Breakfast

88
V Lee/The Occidental

I sit at the table, watching the world go by

feeling like pure freedom, I think I can fly

and write, and act, and shout with joy out a spell

what was this marvel, pray tell?

 

When the mental hurricane strikes, and your senses shatter,

there is no pain or pleasure, nothing really matters,

your motivation and desires, drowned by your brain’s

screech of exhaustion, despair and squalor.
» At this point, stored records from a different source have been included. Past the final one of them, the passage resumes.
Issue #270, opened 2016-05-25
Test Langpacks Can be Removed


preethit:
Create repo a repo

    $pulp-admin rpm repo create --repo-id=repo_1

Upload langpacks

    $ pulp-admin rpm repo uploads langpacks -i hyphen -n hyphen-%s --repo-id repo_1

List the repo
```
$ pulp-admin repo list --repo-id repo_1

+----------------------------------------------------------------------+
                              Repositories
+----------------------------------------------------------------------+

Id:                   repo_1
Display Name:         None
Description:          None
Content Unit Counts:
  Package Langpacks: 1
```

Remove langpacks

```
$ pulp-admin rpm repo remove langpacks --repo-id repo_1 --str-eq repo_id=repo_1
$ pulp-admin repo list --repo-id repo_1

+----------------------------------------------------------------------+
                              Repositories
+----------------------------------------------------------------------+

Id:                   repo_1
Display Name:         None
Description:          None
Content Unit Counts:
  Package Langpacks: 0
```

Ichimonji10:
Fixed by #298.

PR #298, opened 2016-06-08
Fix up Pulp Smash #270

danuzclaudes:
This commit fixes the issue: https://github.com/PulpQE/pulp-smash/issues/270.

It creates a new repository, uploads langpacks into it and finally remove all
langpacks from it.

Test output:

```
[vagrant@dev pulp-smash]$ python -m unittest pulp_smash.tests.rpm.cli.test_langpacks.
UploadAndRemoveLangpacksTestCase
..
Ran 2 tests in 5.546s

OK
```

### DIFF
--- a/docs/api.rst
+++ b/docs/api.rst
@@ -84,6 +84,7 @@ developers, not a gospel.
     api/pulp_smash.tests.rpm.api_v2.utils
     api/pulp_smash.tests.rpm.cli
     api/pulp_smash.tests.rpm.cli.test_copy_units
+    api/pulp_smash.tests.rpm.cli.test_langpacks
     api/pulp_smash.tests.rpm.cli.test_search
     api/pulp_smash.tests.rpm.utils
     api/pulp_smash.utils
--- a/pulp_smash/tests/rpm/cli/test_langpacks.py
+++ b/pulp_smash/tests/rpm/cli/test_langpacks.py
@@ -1,0 +1,93 @@
+# coding=utf-8
+"""Tests that perform langpacks upload and removal."""
+from __future__ import unicode_literals
+
+import unittest2
+
+from pulp_smash import cli, config, utils
+from pulp_smash.tests.rpm.utils import set_up_module as setUpModule  # noqa pylint:disable=unused-import
+
+
+def _count_langpacks(server_config, repo_id):
+    """Tell how many package langpacks are in a repository.
+
+    :param server_config: pulp_smash.config.ServerConfig server_config:
+        Information about the Pulp server being targeted.
+    :param repo_id: A RPM repository ID.
+    :returns: The number of package langpacks in a repository, as an ``int``.
+    """
+    keyword = 'Package Langpacks:'
+    completed_proc = cli.Client(server_config).run((
+        'pulp-admin repo list --repo-id {} '
+        '--fields content_unit_counts'
+    ).format(repo_id).split())
+    lines = [
+        line for line in completed_proc.stdout.splitlines()
+        if keyword in line
+    ]
+    assert len(lines) in (0, 1)
+    if len(lines) == 0:
+        return 0
+    else:
+        return int(lines[0].split(keyword)[1].strip())
+
+
+class UploadAndRemoveLangpacksTestCase(unittest2.TestCase):
+    """Upload langpacks and remove it through pulp-rpm.
+
+    This test targets `Pulp Smash #270`_. The test steps would be as follows:
+
+    1. upload langpacks to repo1
+    2. check whether the langpacks are really uploaded
+    3. remove all langpacks from repo1
+    4. check whether the langpacks are actually removed
+
+    .. _Pulp Smash #270: https://github.com/PulpQE/pulp-smash/issues/270
+    """
+
+    @classmethod
+    def setUpClass(cls):
+        """Create a repository."""
+        cls.cfg = config.get_config()
+        cls.client = cli.Client(cls.cfg)
+        cls.repo_id = utils.uuid4()
+        cls.client.run(
+            'pulp-admin rpm repo create --repo-id {}'
+            .format(cls.repo_id).split()
+        )
+
+    def test_01_upload_langpacks(self):
+        """Upload langpacks through pulp-rpm."""
+        # SubTest to upload langpacks into the repository
+        cmd = (
+            'pulp-admin rpm repo uploads langpacks -i hyphen '
+            '-n hyphen-%s --repo-id {}'
+        ).format(self.repo_id)
+        self.client.run(cmd.split())
+        package_counts = _count_langpacks(
+            self.cfg,
+            self.repo_id
+        )
+        self.assertGreater(package_counts, 0, 'Langpacks are not uploaded')
+
+    def test_02_remove_langpacks(self):
+        """Remove langpacks through pulp-rpm."""
+        # SubTest to remove all langpacks from the repository
+        cmd = (
+            'pulp-admin rpm repo remove langpacks --repo-id {0} '
+            '--str-eq repo_id={0}'
+        ).format(self.repo_id)
+        self.client.run(cmd.split())
+        package_counts = _count_langpacks(
+            self.cfg,
+            self.repo_id
+        )
+        self.assertEqual(package_counts, 0, 'Langpacks are not removed')
+
+    @classmethod
+    def tearDownClass(cls):
+        """Delete the repository created by :meth:`setUpClass`."""
+        cls.client.run(
+            'pulp-admin rpm repo delete --repo-id {}'
+            .format(cls.repo_id).split()
+        )
--- a/docs/api/pulp_smash.tests.rpm.cli.test_langpacks.rst
+++ b/docs/api/pulp_smash.tests.rpm.cli.test_langpacks.rst
@@ -1,0 +1,6 @@
+`pulp_smash.tests.rpm.cli.test_langpacks`
+=========================================
+
+Location: :doc:`/index` → :doc:`/api` → :doc:`/api/pulp_smash.tests.rpm.cli.test_langpacks`
+
+.. automodule:: pulp_smash.tests.rpm.cli.test_langpacks


pulp_smash/tests/rpm/cli/test_upload_and_remove_langpacks.py
```diff
@@ -0,0 +1,92 @@
...
+    @classmethod
+    def tearDownClass(cls):
+        """Delete the repository created by :meth:`setUpClass`."""
+        cls.client.run(
+            'pulp-admin rpm repo delete --repo-id {}'
+            .format(cls.repo_id).split()
+        )
+
+
+def get_langpacks_counts_by_repo_id(repo_id, server_config):
```
elyezer: Please move this before the class definition, is better to have a code used defined before because when reading the module you see this first and then goes to the class. This is not something that will break the code but will make it easier to understand.

docs/api.rst
```diff
@@ -83,6 +83,7 @@ developers, not a gospel.
     api/pulp_smash.tests.rpm.cli
     api/pulp_smash.tests.rpm.cli.test_copy_units
     api/pulp_smash.tests.rpm.cli.test_search
+    api/pulp_smash.tests.rpm.cli.test_upload_and_remove_langpacks
```
elyezer: I am wondering if we should call the  module `test_langpacks` and the inside the module have the `UploadAndRemoveTestCase`. I am thinking about this because we may want to do more operation with langpacks and having all that inside the same module sounds better to me.

pulp_smash/tests/rpm/cli/test_upload_and_remove_langpacks.py
```diff
@@ -0,0 +1,92 @@
...
+    This test case targets `Pulp Smash #270`_. How do we test this?
+    The test steps would be as follows:
+
+    1. upload langpacks to repo1
+    2. check whether the langpacks are really uploaded
+    3. remove all langpacks from repo1
+    4. check whether the langpacks are actually removed
+
+    .. _Pulp Smash #270: https://github.com/PulpQE/pulp-smash/issues/270
+
```
elyezer: This blank line is not needed.

pulp_smash/tests/rpm/cli/test_upload_and_remove_langpacks.py
```diff
@@ -0,0 +1,92 @@
...
+import unittest2
+
+from pulp_smash import cli, config, utils
+from pulp_smash.tests.rpm.utils import set_up_module as setUpModule  # noqa pylint:disable=unused-import
+
+
+class UploadAndRemoveLangpacksTestCase(unittest2.TestCase):
+    """Upload langpacks and remove it through pulp-rpm.
+
+    This test case targets `Pulp Smash #270`_. How do we test this?
```
elyezer: What about: `This test case targets `Pulp Smash #270`_. The test steps would be as follows:` ?

pulp_smash/tests/rpm/cli/test_upload_and_remove_langpacks.py
```diff
@@ -0,0 +1,92 @@
...
+        ).format(self.repo_id)
+        self.client.run(cmd.split())
+        package_counts = get_langpacks_counts_by_repo_id(
+            self.repo_id,
+            self.cfg
+        )
+        self.assertEqual(package_counts, 0, 'Langpacks are not removed')
+
+    @classmethod
+    def tearDownClass(cls):
```
elyezer: There is already some machinery to remove created repos (at least for API), what about using it if that is the case?

pulp_smash/tests/rpm/cli/test_upload_and_remove_langpacks.py
```diff
@@ -0,0 +1,92 @@
...
+        cmd = (
+            'pulp-admin rpm repo uploads langpacks -i hyphen '
+            '-n hyphen-%s --repo-id {}'
+        ).format(self.repo_id)
+        self.client.run(cmd.split())
+        package_counts = get_langpacks_counts_by_repo_id(
+            self.repo_id,
+            self.cfg
+        )
+        self.assertGreater(package_counts, 0, 'Langpacks are not uploaded')
```
elyezer: We try to have one assert per test method, let's see if @Ichimonji10 have any suggestion here.

pulp_smash/tests/rpm/cli/test_upload_and_remove_langpacks.py
```diff
@@ -0,0 +1,92 @@
...
+    :param server_config: pulp_smash.config.ServerConfig server_config:
+        Information about the Pulp server being targeted.
+    :returns: The number of package langpacks in a repository, as an ``int``.
+    """
+    keyword = 'Package Langpacks:'
+    completed_proc = cli.Client(server_config).run((
+        'pulp-admin repo list --repo-id {} '
+        '--fields content_unit_counts'
+    ).format(repo_id).split())
+    lines = [
```
elyezer: I remember seen this kind of parsing in other places, seems that we need a global parser that will get the output and then return a easy to inspect object like a dictionary. This could be in place already, but if it is not then we should start planning to have that ASAP.

docs/api.rst
Ichimonji10: :+1:

pulp_smash/tests/rpm/cli/test_upload_and_remove_langpacks.py
Ichimonji10: :+1:

pulp_smash/tests/rpm/cli/test_upload_and_remove_langpacks.py
Ichimonji10: It's nice to have assertions isolated from each other, so that when one assertion fails, the other still run. We can do this either by putting one assert per test method, or by using the `subTest` context manager.

pulp_smash/tests/rpm/cli/test_upload_and_remove_langpacks.py
Ichimonji10: There are three different PRs right now that are all adding similar logic. A globally available parser would be fantastic. See #293 and #297. There are some useful comment on this topic in #297.

pulp_smash/tests/rpm/cli/test_upload_and_remove_langpacks.py
Ichimonji10: Unfortunately, there is no common tear down machinery for the CLI. Thus far, I've been handling this by using base classes to minimize the amount of pain. :/

pulp_smash/tests/rpm/cli/test_upload_and_remove_langpacks.py
danuzclaudes: I could help on refactoring out this global parser...but now 100% sure how to deal with the 3 pull-requests. Is it right that, if doing so, I have to send out another PR, get it merged, and all the 3 PRs should revise to call that parser correspondingly?

Ichimonji10: IMO, we should merge these three PRs and refactor them after. It'll be more expedient.

pulp_smash/tests/rpm/cli/test_upload_and_remove_langpacks.py
Ichimonji10: :+1:

pulp_smash/tests/rpm/cli/test_upload_and_remove_langpacks.py
elyezer: seems that we have a plan, +1 on refactoring later

pulp_smash/tests/rpm/cli/test_upload_and_remove_langpacks.py
elyezer: :+1:

pulp_smash/tests/rpm/cli/test_langpacks.py
```diff
@@ -0,0 +1,92 @@
...
+        """Create a repository."""
+        cls.cfg = config.get_config()
+        cls.client = cli.Client(cls.cfg)
+        cls.repo_id = utils.uuid4()
+        cls.client.run(
+            'pulp-admin rpm repo create --repo-id {}'
+            .format(cls.repo_id).split()
+        )
+
+    def test_langpacks_upload_remove(self):
```
Ichimonji10: Nice work. This PR is looking really good! I have just one more request: split this test method in two. unittest-compatible test runners execute test methods one at a time, in alphanumeric order. As a result, we can create a pair of methods named e.g. `test_01_uploads_langpacks` and `test_02_remove_langpacks`, and know that they will be executed in the right order.

One thing to keep in mind when doing this is that the test should still be valid even if one or more test methods fails. What happens if `test_01_...` fails? Will `test_02_...` still work correctly?

Ichimonji10: As an example of this, see http://pulp-smash.readthedocs.io/en/latest/api/pulp_smash.tests.rpm.api_v2.test_orphan_remove.html#pulp_smash.tests.rpm.api_v2.test_orphan_remove.OrphansTestCase

danuzclaudes: @Ichimonji10, from the `OrphansTestCase`, it looks like each `test_0x_...` would have `SubTest` wherever the test methods might fail, right?

Ichimonji10: A `test_*` method can fail, and all the other test methods will still run. A `subTest` context manager is only needed in a `test_*` method when multiple independent assertions are present.

Ichimonji10: https://docs.python.org/3.5/library/unittest.html#distinguishing-test-iterations-using-subtests

Ichimonji10: In this PR, only two assertions are present. If `test_langpacks_upload_remove` is split into two methods, then one assertion will end up in each of those two methods. As a result, `subTest` shouldn't be needed.

danuzclaudes: OK..i see it. If they are still in one test method then SubTest is required...but now since they will be organized into two separate methods, just assertion would be fine. And unittest can continue all test methods even one might fail unexpectedly.

danuzclaudes: @Ichimonji10 But what if test_01_upload failed? And since no langpacks were uploaded to the repository, then test_02 would always fail, right?

Ichimonji10: > since they will be organized into two separate methods, just single assertion would be fine. And unittest can continue all test methods even one might fail unexpectedly.

Right.

> since no langpacks were uploaded to the repository, then test_02 would always fail, right?

Great question. :smile: What *does* happen when langpacks are removed from a repo with no langpacks?

Ichimonji10: Answer:

```
[root@mgmt6 ~]# pulp-admin rpm repo remove langpacks --repo-id ichi10 --str-eq repo_id=ichi10
This command may be exited via ctrl+c without affecting the request.


[\]
Running...

Nothing found that matches the given criteria.

[root@mgmt6 ~]# echo $?
0
```

danuzclaudes: Yeah...after I run `python -m unittest ....UploadAndRemoveLangpacksTestCase.test_02_remove_langpacks`, I realize that, since there will be no exceptions raised by the CLI u just mentioned, the `assert 0==0` always holds. Thanks.

danuzclaudes:
Updated the code and test outcome re-published. Thanks!

Ichimonji10:
Merged, with a follow-up commit of a1d4f80186a42f31191b7405021058bef4f8c50d. Thank you, @danuzclaudes!

elyezer:
:tada:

“Does anything make sense? Why do I bother?”

 

Worst of all, squalls aside,

the will for maintenance is become elide,

eating becomes a chore,

nutrition forced down your throat,

after much self-goading, and with much remorse.

 

But there was I, that rainy Saturday,

with a breakfast I forgot I loved until I ate;

while tangy whey and chewy curds filled my mouth,

the future seemed possible, there was little doubt.

 

Fear, there was, but hope and life too.

Meals were reinvigorating sustenance,

rather than mere penance,

as I prayed to the gods

of physical health and weight loss

to distract from my soul’s degradation.

 

With pharmaceuticals in my veins,

I’m not under the delusion

that my aches and pains

have vanished with much haste.

But now, when I eat, I also taste.

 

It’s a surreal experience, for someone like me

seeing things for what they are, quite clearly

and finally enjoying the sensory sensations

that I had long considered unpleasant burdens

 

For those who read and struggle in this vortex,

a stormy sea of exhaustion through your prefrontal cortex,

while it seems endless, it is not so, and soon

a taste you’ve seldom tasted will be with you.